Joshua 5:1 Now when all the Amorite kings west of the Jordan and all the Canaanite kings along the coast heard how the Lord had dried up the Jordan before the Israelites until they had crossed over, their hearts melted in fear and they no longer had the courage to face the Israelites.
…13 Now when Joshua was near Jericho, he looked up and saw a man standing in front of him with a drawn sword in his hand. Joshua went up to him and asked, “Are you for us or for our enemies?” 14 “Neither,” he replied, “but as commander of the army of the LORD I have now come.”
Many in the Church today believe that we are now in the last days preceding the Second Coming of Jesus Christ. Before that great and dreadful day, we must fulfill the Great Commission on earth. We believe that the Israelites taking possession of the Promised Land in the Old Testament may be symbolic of the Church fulfilling the Great Commission.
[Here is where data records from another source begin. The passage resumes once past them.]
PR #302, opened 2019-06-17
[IMPROVEMENT] Add and Improve Unit-Tests

thealphadollar:

---

The PR brings the following changes:

- Add unit-tests for mod_deploy and mod_auth.
- Segregate methods used by multiple test files into base.py
- Update to existing changes since they were not triggering `/deploy` properly due to not having set correct environment and headers.
- Remove ununsed code and improve existing methods.

NOTE: Each commit contains a brief bulleted explanation if required.

concerns #284

### DIFF
--- a/mod_auth/forms.py
+++ b/mod_auth/forms.py
@@ -62,20 +62,6 @@ def email_not_in_use(has_user_field=False):
     return _email_not_in_use
 
 
-def role_id_is_valid(form, field):
-    """
-    Check for validity of User's Role.
-
-    :param form: The form which is being passed in
-    :type form: Form
-    :param field : The data value for the 'role' inserted by User
-    :type field : SelectField
-    """
-    role = Role.query.filter(Role.id == field.data).first()
-    if role is None:
-        raise ValidationError('Role id is invalid')
-
-
 class LoginForm(FlaskForm):
     """Render form for User to enter Log in credentials."""
 
--- a/mod_deploy/controllers.py
+++ b/mod_deploy/controllers.py
@@ -88,7 +88,7 @@ def deploy():
 
     x_hub_signature = request.headers.get('X-Hub-Signature')
     # webhook content type should be application/json for request.data to have the payload
-    # request.data is empty in case of x-www-form-urlencoded   
+    # request.data is empty in case of x-www-form-urlencoded
     if not is_valid_signature(x_hub_signature, request.data, g.github['deploy_key']):
         g.log.warning('Deploy signature failed: {sig}'.format(sig=x_hub_signature))
         abort(abort_code)
--- a/mod_deploy/controllers.py
+++ b/mod_deploy/controllers.py
@@ -78,65 +78,62 @@ def is_valid_signature(x_hub_signature, data, private_key):
 def deploy():
     """Deploy the GitHub request to the test platform."""
     from run import app
-    if request.method != 'POST':
-        return 'OK'
-    else:
-        abort_code = 418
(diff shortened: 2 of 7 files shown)


mod_deploy/controllers.py
```diff
@@ -78,65 +78,62 @@ def is_valid_signature(x_hub_signature, data, private_key):
 def deploy():
     """Deploy the GitHub request to the test platform."""
     from run import app
-    if request.method != 'POST':
```
canihavesomecoffee: Why get rid of this check?

thealphadollar: Since `@github_request` checks for the same and hence it is redundant.

thealphadollar: Please resolve conversation if satisfied.

tests/test_deploy/TestControllers.py
```diff
@@ -1,32 +1,228 @@
...
+        headers = generate_git_api_header('push', sig)
+
+        with self.app.test_client() as client:
+            response = client.post(
+                '/deploy', environ_overrides=WSGI_ENVIRONMENT,
+                data=json.dumps(data), headers=headers
+            )
 
         self.assertEqual(response.status_code, 418)
-        self.assertIn("I\\\'m a teapot", str(response.data))
```
canihavesomecoffee: This should stay in :joy:

thealphadollar: Oh, that's the default response we get :laughing: 

I'll let it stay then.

thealphadollar: I don't think we should let it stay since it's a redundant test. The more prominent reason why I don't want it to be there is it misleads the developer (it did me) to believe that it is a response from "our" server and not the default behavior. Hence, I believe only `status_code` should be there.

mod_auth/forms.py
```diff
@@ -62,20 +62,6 @@ def _email_not_in_use(form, field):
     return _email_not_in_use
 
 
-def role_id_is_valid(form, field):
```
canihavesomecoffee: Removed as it's unused?

tests/test_auth/TestForms.py
```diff
@@ -0,0 +1,62 @@
...
+    def test_empty_invalid_password(self):
+        """
+        Test validation fail for zero length password.
+        """
+        pass_field = Field("")
+
+        with self.assertRaises(ValidationError):
+            valid_password(None, pass_field)
+
+    def test_less_than_min_lenght_invalid_password(self):
```
canihavesomecoffee: Typo in `length` ;)

```suggestion
    def test_less_than_min_length_invalid_password(self):
```

tests/test_auth/TestForms.py
```diff
@@ -0,0 +1,62 @@
...
+        """
+        Test validation fail for password of length less than min length.
+        """
+        pass_field = Field("".join(['x' * (int(self.app.config['MIN_PWD_LEN']) - 1)]))
+
+        with self.assertRaises(ValidationError):
+            valid_password(None, pass_field)
+
+    def test_more_than_max_lenght_invalid_password(self):
```
canihavesomecoffee: Same

```suggestion
    def test_more_than_max_length_invalid_password(self):
```

mod_auth/forms.py
thealphadollar: Yes. I've mentioned in the commit; there is no model `Role` and hence there is no way we can query it. This is breaking but was never called.

PR #14, opened 2021-02-08
Annotation of ISA-tab data from TSV

### LINKED ISSUE #3: Add "cubi-tk isa-tab annotate" command
The aim is to be able to support the following use cases:

- annotate sources with their HLA types stored in a TSV file
- annotate samples with QC statistics such as read counts etc.

The input would be:

- folder with ISA-tab files
- path to annotation TSV file
- which assay/study to annotate
- name of the output column

The output would be

- folder with ISA-tab files where the study/assay files are updated to reflect the annotations

For example (pseudo ISA-tab)

input ISA-tab has

Source Name | Sample Name
------------|------------
SampleA | SampleA-N1
SampleB | SampleB-N1
SampleC | SampleC-N1

Annotation has

Source Name | HLA Type
------------|---------
SampleA | A:01:01;A01:02
SampleC | A:03:01;A03:02

Result is

Source Name | HLA Type | Sample Name
------------|----------|------------
SampleA | A:01:01;A01:02 | SampleA-N1
SampleB | | SampleB-N1
SampleC | A:03:01;A03:02 | SampleC-N1

We can then also create a `cubi-tk sodar isa-tab-annotate` that does it to the ISA-tab of a SODAR project.

cc @ericblanc20

holtgrewe:
closes #3


eudesbarbosa:
Implemented in #25

PR #28, opened 2021-02-15
Fix configuration for single_cell_rnaseq ISAtab template

mikkonie:
The configuration was pointing to `isatab-generic`, seems to me it should be `isatab-single_cell_rnaseq` instead.


holtgrewe:
lgtm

Before the Israelites began their attack on Jericho, the Lord appeared to Joshua in a form which he did not at all recognize. He approached the stranger and asked him on whose side he stood. And the Lord answered him, “Neither, but as commander of the army of the LORD I have now come.”
Whenever believers in the Church come across The Elijah Challenge and the teaching the Lord has entrusted to us, an unspoken question might very well occur to them. “Who are these people? Are they evangelical or charismatic? Are they in the Form camp or in the Frenzy camp?”
The expression Form vs. Frenzy may have been coined by Wallace Henley, Senior Associate Pastor at Second Baptist Church in Houston with a total membership of over 60,000 people. In an article in the Christian Post on Form vs. Frenzy, Henley talks about Heisman Trophy-winning Texas A&M quarterback Johnny Manziel who may very well be the No. 1 draft pick in the upcoming 2014 National Football League draft. Regarding the teaching of cessationism which holds that miracles such as are recorded in Acts have ceased, Henley wrote:
John MacArthur-style cessationism is like telling Johnny Football (Johnny Manziel, Texas A&M’s dazzling quarterback) he can only execute running plays because the passing game ended with Knute Rockne and football’s golden age.
But frenzy-style charismania orders Mr. Football to throw with abandon on every play, ignoring rules, boundaries, the health of his throwing arm, and the game plan. Pass even if it means an interception by a constantly scrambling opponent like, say, Simon the Sorcerer. (Acts 8)
Somewhere between the wary and the reckless, Form and Frenzy, there is solid truth on which to run the game of life and ministry.
Perhaps [The Elijah Challenge] and many others like [them] have found it. They might be disdained by John MacArthur on one extreme and Benny Hinn on the other, but they quietly circle the world in the balance of Word and Spirit, bringing multitudes to Christ and leaving biblical churches in their wake. (From the Christian Post: John MacArthur and Finding the Balance between Form and Frenzy)
If an evangelical were to ask us, “are you evangelical or charismatic?”, we would reply “neither.” If a charismatic were to ask us, “are you evangelical or charismatic?”, we would reply “neither.” We have chosen not to take sides, but rather to focus on the most important task Christ entrusted to the Church—the Great Commission. To us this is akin to the Israelites invading and taking possession of the Promised Land in the Old Testament.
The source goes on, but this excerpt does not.